Slice of Gaia DR1 tour


To begin the data extraction, we downloaded the tgas_source data files at the Gaia Archive. The fields in these files are specified in Section 7.5 of the Gaia DR1 documentation. Of direct interest to us are Fields 5 and 7, labeled "Right ascension" and "Declination". These are described as follows in Section 1.1 of the documentation.

ra: Right ascension (double, Angle[deg])
Barycentric right ascension α of the source in ICRS at the reference epoch ref_epoch

dec: Declination (double, Angle[deg])
Barycentric declination δ of the source in ICRS at the reference epoch ref_epoch

The two values place the star at a point on a sphere centered at Earth, which is just what we need. (Clear explanations are given on the Right ascension and Declination Wikipedia pages.)

Now for the distance estimates. In their research paper Estimating distances from parallaxes. III. Distances of two million stars in the Gaia DR1 catalogue, Astraatmadija and Bailer-Jones write the following.

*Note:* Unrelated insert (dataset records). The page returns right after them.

PR #819, opened 2023-04-14
docs: Add proxy mode to docs home page

russellb:
Change "IP connectivity" to just "connectivity" since proxy mode allows more than just IP-level connectivity.

Add "L4 Proxy" as a line item on our home page to call out that while it's an L3 solution, there is also an L4 mode for non-privileged environments.


chirino (approved):
LGTM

"We validate our distance estimates using more precise distances for Cepheid stars in TGAS taken from Groenewegen (2013). We found that for distances closer than 2000pc, the Milky Way prior performs better than the exponentially decreasing space density prior. Beyond 2000pc, the Milky Way prior performs worse for this sample (which are intrinsically bright and distant stars) because it assumes that stars are more likely to be closer in the disc than further away. Our exponentially decreasing space density prior has a longer scale length and thus performs better on this sample when faced with the same poor measurements. But overall the Milky Way prior performs better."

We therefore selected the estimates obtained with the Milky Way prior. We grabbed these from the Astraatmadija and Bailer-Jones site, downloading the raw data file tgas_dist_all_v01.csv.gz. Their README directs us to the 21st field (bytes 302-315), labeled "r50[pc]" with the description "50th percentile (i.e. the median) of the posterior, using Milky Way Prior". This is the value we used to place each star in 3-dimensional Euclidean space.

We don't make any claims about the data set, other than it gives an exciting large-scale challenge for the traveling salesman problem.